Research
Science-based research stands at the foundation of the knowledge community supported by Openclimate.org. Environments to support new research activities will be developed. Two types of research that require knowledge of the climate system have emerged. The first type benefits from easy access to state-of-the-art climate simulations and evaluations of the quality of those simulations. (e.g., the IPCC archive through the Earth System Grid. The second type requires the ability to configure, alter, and develop climate models, as well as to develop interfaces to climate models. Openclimate.org will support both the research and the development of infrastructure to support the research. We recognize that the research and its infrastructure are complex, intertwined, and contribute to the sustainability of the field and the acceleration of problem solving.

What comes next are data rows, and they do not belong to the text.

PR #999, opened 2022-09-05
Pressurized pouch change and addition

Don2137:
## About The Pull Request
This PR changes the contents of the "Revival Mix" pressurized pouch (peridaxon replaced with tricordrazine) and adds a new pouch containing tricordrazine.

## Why It's Good For The Game
Pressurized pouches are very cool and soulful but generally rarely used due to the current inventory meta as well as some other issues. I would like to try to partially change that, both by resolving one issue and by adding a new option.

**Revival mix:** Revival mix is a good idea on paper but there is a single issue with it: peridaxon. You use the mix on a dead guy, heal him up to full, a minute later he's passed out on the floor because he had organ damage and neither of you could find that out since peridaxon prevents organ damage symptoms.

There's several solutions to this issue but I believe replacing it with tricordrazine is the best one. It fits with the "revival" theme (by virtue of healing all damage types), can be used as a bootleg peridaxon alongside dexalin/dylovene (thus acting as an ok enough replacement), and it gives medics greater access to a chemical they seldom use. Also, the changed chemical ratios mean you can now double inject revival mix without ODing (currently this is how all injectors and pills aside from emergency work).

**Tricord pouch:** Tricordrazine is a niche/situational/generalist chemical that's occasionally used by medics to supplement other reagents. It's somewhat limited due to only being available in injectors, and having access to a pouch filled with it allows players to specialize into this kind of playstyle much easier (and it's a lot more interesting than adding standard tricord pills). It also doesn't change any medical balance, since tricord itself is already perfectly balanced.

## Changelog

:cl: Don
add: Medical personnel now have access to pressurized pouches containing tricordrazine in their vendors.
balance: Revival Mix pressurized pouches now come with tricordrazine instead of peridaxon; the contents are now evenly split between the three reagents.
/:cl:


stanalbatross:
No linebreaks in changelog without prefix

code/game/objects/items/storage/pouch.dm
```diff
@@ -842,12 +842,18 @@
 
 /obj/item/storage/pouch/pressurized_reagent_canister/revival/Initialize()
 	. = ..()
-	inner.reagents.add_reagent("adrenaline", inner.volume/2.5)
-	inner.reagents.add_reagent("inaprovaline", inner.volume/2.5)
-	inner.reagents.add_reagent("peridaxon", inner.volume/5)
+	inner.reagents.add_reagent("adrenaline", inner.volume/3)
+	inner.reagents.add_reagent("inaprovaline", inner.volume/4)
+	inner.reagents.add_reagent("tricordrazine", inner.volume/3)
```
stanalbatross, line 847: don't tweak around the other numbers w/o documenting in cl

moltoretardo:
I think that perixadon is perfect to stabilize a patient after he has been revived.
Looking for the signs of organ damages is one of the last thing that requires a tiny bit of judgement as a medic, I'd say let's not dumbify it even more.

Superwelder:
> Pressurized pouches are very cool and soulful but generally rarely used due to the current inventory meta as well as some other issues.

This is just not true. The revival pouch remains one of the most popular pocket slot choices for all medics due to covering 3 separate needs:epi to assist the defib, inaprov to stop choke out, and peridaxon usually to stop oxy damage accumulation and allow faster shake ups. The reason the other pouches are not used is because they suck. They cover a single need but require vast space relative to the other options and are easy OD bait. For instance, would you rather have a pill bottle with 15u bicard x 16 pills for a total of 240u bica that you can store in your belt and replace easily or a 300u bicard pocket slot filling pouch that is not easy to replace? The revival pouch is more like 3 useful pill bottles in a pocket slot which is fair and not far off from using a medical pouch to store pill bottles anyways. Tricord in the revival pouch would be trivial. We are talking about a grand total of  ~10 damage healed by that quantity of tricord. Not to mention tricord OD is far more serious than peri OD.
> Revival mix: Revival mix is a good idea on paper but there is a single issue with it: peridaxon. 

This is also not true. The only issue I have come across with the revival pouch has been multiple medics ODing the patient on epinephrine with multiple shots but even then, epi is one of the quickest chems to metabolize out of OD in the game. Peridaxon serves a very strong role in getting the patient stable as fast as possible. It is on the medic to understand the chems they are putting into people. In this case, understanding that giving peridaxon before or just after reviving would abate any organ damage effects. If anything, this is a strong nerf to the revival pouch due to medics being forced to now go through the process of giving peridaxon pills before the other chems and kits they apply so their patient does not die on them.

Don2137:
> I think that perixadon is perfect to stabilize a patient after he has been revived. Looking for the signs of organ damages is one of the last thing that requires a tiny bit of judgement as a medic, I'd say let's not dumbify it even more.

I'm not sure how you're supposed to look for signs of organ damage when peridaxon removes them. The buildup is the only indication you'll get, there's no other sign. And the patient certainly won't spend a full minute next to you waiting for it to run out.

Alardunx:
> > I think that perixadon is perfect to stabilize a patient after he has been revived. Looking for the signs of organ damages is one of the last thing that requires a tiny bit of judgement as a medic, I'd say let's not dumbify it even more.
> 
> I'm not sure how you're supposed to look for signs of organ damage when peridaxon removes them. The buildup is the only indication you'll get, there's no other sign. And the patient certainly won't spend a full minute next to you waiting for it to run out.

For the record, back when I implemented the Revival Mix, the Peridaxon was meant to be a bit of a poisoned gift. While it helps get the marine back up and running immediately, the Peridaxon's hiding of the organs wound means marine have to fallback or gamble. You could always assume they've organ damage if they've broken bone but...

The peridaxon quantity was previously reduced, but some amount of Peridaxon is still handy in getting the marine to atleast walk under his own power ASAP.

Could always reduce it further, but I don't necessarily agree with no peridaxon.

(The poisoned gift bit is because it's meant to reduce the pouch power a little bit, since large amount of Epinephrine are a little difficult to acquire under normal circumstances)

Don2137:
Well if the original contributor says it's supposed to be a poisoned gift then there's not much left to discuss. I'll leave it up to nanu to decide.

Alardunx:
> Well if the original contributor says it's supposed to be a poisoned gift then there's not much left to discuss. I'll leave it up to nanu to decide.

For the record, you can extract the container from the revival pouch at a chemmaster, thus allowing you to flush the peridaxon and put something else.

That applies to any Pressurized Reagent pouches

Superwelder:
Alardunx, do you remember what the revival pouch had before you swapped it to peridaxon? I remember there was a different chem and nobody used the pouch because it ODed very often but the peridaxon was a great replacement.

Alardunx:
> Alardunx, do you remember what the revival pouch had before you swapped it to peridaxon? I remember there was a different chem and nobody used the pouch because it ODed very often but the peridaxon was a great replacement.

It always had peri, but the ratio were changed from 3/3/3 to 5/5/2.5, if my memory is correct.

It used to OD on peri a lot otherwise

Superwelder:
Ah yes I remember now. Was rough since peri lasts a hot second and back then we did not have graft or surgical line so we spammed defib to save massive damage patients, often requiring multiple shots.

lcarapaica:
Revival is the most used medic pouch, peri fits well within the "revival" aspect of it while trico doesn't, don't see a need for this change, medics having to balance their loadouts to fit trico has always been one of the very few  judgements medics have to make.

Wintermote:
I don't think it's a good idea to change up the revival pouch

Better would be to do something to the bicard/kelo pouches so I have some reason to actually use them.

Alardunx:
> I don't think it's a good idea to change up the revival pouch
> 
> Better would be to do something to the bicard/kelo pouches so I have some reason to actually use them.

I mean, we could improve them to use Meralyn and Dermaline respectively. *shrug*

stanalbatross (approved):

morrowwolf:
Merging in 24 hours if GA does not weigh in.

Superwelder:
There is no PR Feedback page for this particular PR in the Discord as it predates the migration so I will comment on my experience here. After having played multiple rounds with this I can say the changes in this PR are far, far inferior to having peridaxon in the revival pouch. Patients are far slower to treat in combat and the extra step of feeding a peridaxon pill slows the process substantially. The most common organ damage medics come across is minor heart damage from defibbing that causes a consistent ~20 oxy damage. The peridaxon inside the revival pouch helped enormously with this problem. The tricord amounts to almost no healing to the point where the pouch would be better served with its removal. Please consider reverting this change for medic sanity.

Openclimate.org strives to provide entrée to key literature, research institutions, and repositories of climate change information. As members of the community develop projects and reports that work at the intersection of traditional disciplines, for example water resources, energy generation, and climate change, they will provide portals to information. Synthesis of information from different fields will highlight the important issues that each field needs to know in order to engage in productive problem solving. The use of this information will reduce the overhead for new members to gather needed information as well as a mechanism for contributing their contributions for future users.
The scope of Openclimate.org is not limited to the physical climate system and the use of information on the physical climate. Impacts of climate change are realized in ecosystems and humans. The problems posed by the members of the growing climate community range often need to be informed by climate change; that is, how does climate change sit in relation to other factors that influence problem solutions? This rationalization of the role of climate change helps to advance solutions; it, then, informs the generation of new climate change information.
We recognize the unique opportunity provided by the predictions of climate change. We have the opportunity to anticipate climate change; we can build resilience and develop plans to reduce deleterious disruption. We can use the information to inform history, what is happening today that historians of the future will look back on as the early behavior of those facing climate change – what are the written and oral stories?